- Design Team: Behrang Behin, Ann Ha
- Client: Bonlieu Scène nationale Annecy
- City: Annecy
- Country: France
Text description provided by the architects. Installed for the annual Annecy Paysages Festival, Living Pavilion suspends an inverted garden overhead at the Notre Dame plaza in the old city center of Annecy, France. The pavilion employs a modular system of dairy crates as the framework for growing a planted surface on the underside of a three-sided open wooden structure. The modular design allows the plants to continue growing elsewhere after the pavilion has been disassembled, and for the pavilion to be regenerated in future years.
Behin Ha was invited by Bonlieu Scène nationale Annecy to reinterpret their 2010 installation "Living Pavilion" on Governors Island in New York for the 2019 Annecy Paysages festival. Like the original, the installation in Annecy employs plastic dairy crates to support plants overhead. The Liriope plants are first cultivated in the crates in the upright position. The planted crates are then installed upside-down at the Pavilion, and removed at the end of the summer season to be cultivated in a suitable environment (and right-side-up) in anticipation of the next season. Thus the modular design of the plantings allows regeneration of the pavilion from year-to-year, and at different locations.

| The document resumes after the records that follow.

PR #16483, opened 2025-12-11
Display a CTA to view the existing duplicate when adding a duplicate email/domain.

### LINKED ISSUE #89: Display a CTA to view the existing duplicate when adding a duplicate email/domain
We recently added the ability to enforce unicity constraints, which we've applied on `company.domainNames` and `person.emails`.

It's a bit frustrating when your record doesn't get saved, and you don't really know what record is causing the issue.

We should fetch the conflicting record and display a CTA in the notification popup that would lead the user to the conflicting record.

mabdullahabaid:
Closes [89](https://github.com/twentyhq/core-team-issues/issues/89)

## Problem

When users attempt to create or update a record with a duplicate value for a unique field (e.g., duplicate email or domain name), they receive a generic error message: "This record already exists. Please check your data and try again." This provides no actionable way to locate and view the existing conflicting record, forcing users to manually search for it.

## Solution

This PR enhances duplicate key constraint error handling to automatically detect the conflicting record and display a "View existing record" link in the error notification. When clicked, users are navigated directly to the existing record's detail page.

### 1. PostgreSQL Error Parsing (`parse-postgres-constraint-error.util.ts`)
- Extracts structured information from PostgreSQL `QueryFailedError` messages.

### 2. Conflicting Record Lookup (`find-conflicting-record.util.ts`)
- Queries the database to find the existing record with the conflicting value

### 3. Error Handling Orchestration (`handle-duplicate-key-error.util.ts`)
- Parses PostgreSQL error to extract column name and conflicting value
- Attempts to find the conflicting record
- Enriches `TwentyORMException` with `conflictingRecordId` and `conflictingObjectNameSingular` if found

### 4. Exception Computation Updates (`compute-twenty-orm-exception.ts`)
- Made function `async` and added optional `entityManager` and `internalContext` parameters
- Needed to support async database queries for conflicting record lookup

### 5. GraphQL Error Handler (`twenty-orm-graphql-api-exception-handler.util.ts`)
- **Changes**: Enhanced `DUPLICATE_ENTRY_DETECTED` case to include `conflictingRecordId` and `conflictingObjectNameSingular` in GraphQL error extensions

### 1. Error Extraction Utility (`get-conflicting-record-from-apollo-error.util.ts`)
- Accesses GraphQL error extensions
- Validates that both `conflictingRecordId` and `conflictingObjectNameSingular` exist and are strings
- Returns `null` if validation fails

### 2. SnackBar Enhancement (`useSnackBar.ts`)
- Extracts conflicting record info from Apollo error
- Constructs URL using `getAppPath` utility
- Adds link object to snackbar options with text "View existing record"

image

### DIFF
--- a/packages/twenty-front/src/modules/ui/feedback/snack-bar-manager/hooks/useSnackBar.ts
+++ b/packages/twenty-front/src/modules/ui/feedback/snack-bar-manager/hooks/useSnackBar.ts
@@ -8,12 +8,11 @@ import {
   snackBarInternalComponentState,
   type SnackBarOptions,
 } from '@/ui/feedback/snack-bar-manager/states/snackBarInternalComponentState';
+import { buildErrorAction } from '@/ui/feedback/snack-bar-manager/utils/build-error-action.util';
 import { useAvailableComponentInstanceIdOrThrow } from '@/ui/utilities/state/component-state/hooks/useAvailableComponentInstanceIdOrThrow';
 import { type ApolloError } from '@apollo/client';
 import { t } from '@lingui/core/macro';
-import { AppPath } from 'twenty-shared/types';
-import { getAppPath, isDefined } from 'twenty-shared/utils';
-import { getConflictingRecordFromApolloError } from '~/utils/get-conflicting-record-from-apollo-error.util';
+import { isDefined } from 'twenty-shared/utils';
 import { getErrorMessageFromApolloError } from '~/utils/get-error-message-from-apollo-error.util';
 
 export const useSnackBar = () => {
@@ -145,26 +144,13 @@ export const useSnackBar = () => {
           ? getErrorMessageFromApolloError(apolloError)
           : t`An error occurred.`;
 
-      const conflictingRecord = apolloError
-        ? getConflictingRecordFromApolloError(apolloError)
-        : null;
-
-      const link = conflictingRecord
-        ? {
-            href: getAppPath(AppPath.RecordShowPage, {
-              objectNameSingular:
-                conflictingRecord.conflictingObjectNameSingular,
-              objectRecordId: conflictingRecord.conflictingRecordId,
-            }),
-            text: t`View existing record`,
-          }
-        : undefined;
+      const errorAction = buildErrorAction(apolloError);
 
       setSnackBarQueue({
         id: uuidv4(),
         message: errorMessage,
+        ...errorAction,
         ...options,
-        link,
         variant: SnackBarVariant.Error,
       });
     },
--- a/packages/twenty-front/src/modules/ui/feedback/snack-bar-manager/hooks/useSnackBar.ts
+++ b/packages/twenty-front/src/modules/ui/feedback/snack-bar-manager/hooks/useSnackBar.ts
@@ -11,7 +11,9 @@ import {
 import { useAvailableComponentInstanceIdOrThrow } from '@/ui/utilities/state/component-state/hooks/useAvailableComponentInstanceIdOrThrow';
 import { type ApolloError } from '@apollo/client';
 import { t } from '@lingui/core/macro';
-import { isDefined } from 'twenty-shared/utils';
+import { AppPath } from 'twenty-shared/types';
+import { getAppPath, isDefined } from 'twenty-shared/utils';
+import { getConflictingRecordFromApolloError } from '~/utils/get-conflicting-record-from-apollo-error.util';
 import { getErrorMessageFromApolloError } from '~/utils/get-error-message-from-apollo-error.util';
 
 export const useSnackBar = () => {
@@ -143,10 +145,26 @@ export const useSnackBar = () => {
           ? getErrorMessageFromApolloError(apolloError)
           : t`An error occurred.`;
 
+      const conflictingRecord = apolloError
+        ? getConflictingRecordFromApolloError(apolloError)
+        : null;
+
+      const link = conflictingRecord
+        ? {
+            href: getAppPath(AppPath.RecordShowPage, {
+              objectNameSingular:
+                conflictingRecord.conflictingObjectNameSingular,
+              objectRecordId: conflictingRecord.conflictingRecordId,
+            }),
+            text: t`View existing record`,
+          }
+        : undefined;
+
       setSnackBarQueue({
         id: uuidv4(),
         message: errorMessage,
         ...options,
+        link,
         variant: SnackBarVariant.Error,
       });
     },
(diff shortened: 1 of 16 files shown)


FelixMalfait:
Hey great, thanks!
This record already exist is a bit vague, can we be explicit about the duplicate field's label instead? 
Also tests are broken? 
(didn't look a the code, will leave the review to someone else)

packages/twenty-front/src/modules/ui/feedback/snack-bar-manager/hooks/useSnackBar.ts
```diff
@@ -143,10 +145,26 @@ export const useSnackBar = () => {
           ? getErrorMessageFromApolloError(apolloError)
           : t`An error occurred.`;
 
+      const conflictingRecord = apolloError
```
FelixMalfait: This is too specific to your problem, try to generalize this pattern. There are probably other use-cases for a CTA in the snackbar

packages/twenty-server/src/engine/api/graphql/workspace-query-runner/utils/handle-duplicate-key-error.util.ts
```diff
@@ -1,27 +1,63 @@
...
+  );
+
+  const exception = new TwentyORMException(
     `A duplicate entry was detected`,
     TwentyORMExceptionCode.DUPLICATE_ENTRY_DETECTED,
     {
       userFriendlyMessage: msg`This record already exists. Please check your data and try again.`,
     },
-  );
+  ) as DuplicateKeyErrorWithMetadata;
```
FelixMalfait: Can you type the exception directly instead of using AS?

packages/twenty-server/src/engine/twenty-orm/repository/workspace-select-query-builder.ts
```diff
@@ -126,24 +126,24 @@ export class WorkspaceSelectQueryBuilder<
   }
 
   // eslint-disable-next-line @typescript-eslint/no-explicit-any
-  override getRawOne<U = any>(): Promise<U | undefined> {
+  override async getRawOne<U = any>(): Promise<U | undefined> {
     try {
       this.validatePermissions();
 
-      return super.getRawOne();
+      return await super.getRawOne();
```
FelixMalfait: These async await changes could be quite dangerous/impactful (affect lots of areas). Are you sure this is the way to go?

packages/twenty-server/src/engine/twenty-orm/utils/twenty-orm-graphql-api-exception-handler.util.ts
```diff
@@ -13,10 +20,24 @@ export const twentyORMGraphqlApiExceptionHandler = (
...
-    case TwentyORMExceptionCode.TOO_MANY_RECORDS_TO_UPDATE:
-      throw new UserInputError(error.message, {
+    case TwentyORMExceptionCode.TOO_MANY_RECORDS_TO_UPDATE: {
+      const errorWithMetadata = error as DuplicateKeyErrorWithMetadata;
+      const extensions: Record<string, unknown> = {
         userFriendlyMessage: error.userFriendlyMessage,
-      });
+      };
+
+      if (
```
FelixMalfait: Why do an if if you're within a switch case for TwentyORMExceptionCode already, seems odd

packages/twenty-server/src/engine/api/graphql/workspace-query-runner/utils/handle-duplicate-key-error.util.ts
```diff
@@ -1,27 +1,63 @@
...
 }
 
-export const handleDuplicateKeyError = (
-  _error: PostgreSQLError,
-  _objectMetadata: FlatObjectMetadata,
-) => {
-  // Since we no longer have indexMetadatas in FlatObjectMetadata,
-  // we provide a generic error message
-  throw new TwentyORMException(
+export const handleDuplicateKeyError = async (
```
FelixMalfait, line 23: @Weiko could you please review this PR? I made a few minor comments but I'm not sure if it's the right approach overall?

FelixMalfait: For the upsert we probably have tooling to find any potential conflict with an index? One approach is to extract the index from the error message but the other approach could be to do a clean request to find the conflicting record when we catch an exception - I guess that code can be mutualized with something existing for upserts (?)

mabdullahabaid:
> Hey great, thanks! This record already exist is a bit vague, can we be explicit about the duplicate field's label instead? Also tests are broken? (didn't look a the code, will leave the review to someone else)

Hey, yes! Resolved most of the comments, moving to the one about the Snackbar now.

Not entirely sure about the approach though - awaiting response from @Weiko on that.

packages/twenty-server/src/engine/api/graphql/workspace-query-runner/utils/handle-duplicate-key-error.util.ts
mabdullahabaid: Done.

packages/twenty-server/src/engine/twenty-orm/utils/twenty-orm-graphql-api-exception-handler.util.ts
mabdullahabaid: Fixed.

packages/twenty-server/src/engine/twenty-orm/repository/workspace-select-query-builder.ts
mabdullahabaid: We do not need await for getRawOne, getRawMany, and getCount because we can return an unresolved promise for the call-sites to await them.

However, we do need await for computeTwentyORMException because we need to return the Error object, not the Promise.

Removed the await pointed out in the comment and fixed.

packages/twenty-front/src/modules/ui/feedback/snack-bar-manager/hooks/useSnackBar.ts
mabdullahabaid: I have tried generalizing with actionText, actionOnClick, actionTo props. It's a pattern used by Info.tsx component in twenty-ui, which has props buttonTitle, onClick, and to props.

build-error-action allows introducing more types of actions that the useSnackBar hook then passes into SnackBar (e.g. retry, refetch or something else).

Weiko:
@mabdullahabaid this approach LGTM. I think the tradeoff is acceptable as long as the extra request is done in the "catch" part

Weiko (approved):
There is now a coupling between error handling and I/O (`throw new computeTwentyORMException` will query the DB, I'm not sure about that pattern tbh 🤔. There is a fallback behavior in case the query fails which is good though 👍 
LGTM, I might have a second look later this week as I'm refactoring some parts for RLS integration and I will let you know

mabdullahabaid:
@Weiko sounds good, thanks!

PR #16490, opened 2025-12-11
Fix overflow text with tooltip

Devessier:
This PR allows the `OverflowingTextWithTooltip` component to take complex content as parameter. It fixes the buggy display of long records pinned as favorites.

https://github.com/user-attachments/assets/0224da09-8547-4def-927d-3f545406287e

Created extensive stories to test every case. Cleaned the component.

## Demo

https://github.com/user-attachments/assets/a8f257b5-2baf-42da-897b-a76b8a9ab664


guillim (approved):

guillim (approved):
LGTM

PR #16491, opened 2025-12-11
Remove sync metadata from upgrade

prastoin:
# Introduction
Related https://github.com/twentyhq/core-team-issues/issues/1910
From now on the upgrade won't integrate any sync metadata as it's going to be deprecated very soon
Any updates to about to removes workspace-entity or standard flat entity will require a dedicated upgrade command, what we've already started doing during the 1.13 sprint, until we have totally migrated the v2 to be workspace agnostic


Weiko (approved):
LGTM!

While the exterior shape of the pavilion recalls the hipped and gabled roof forms of the historic buildings of Annecy, the planted interior creates an unexpected suspended garden within the hardscape of the old city center. The garden of hanging shade-tolerant plants provides an environment maintained at a cooler temperature through a combination of shading and evapotranspiration. The geometric form of the pavilion - three sides of a cube tilted to contact the ground at three foundation points and warped slightly to elevate the structure - belies the organic nature of the experience within. The inverted lawn at the interior engages visitors and invites them to reconsider notions of nature within the context of the man-made.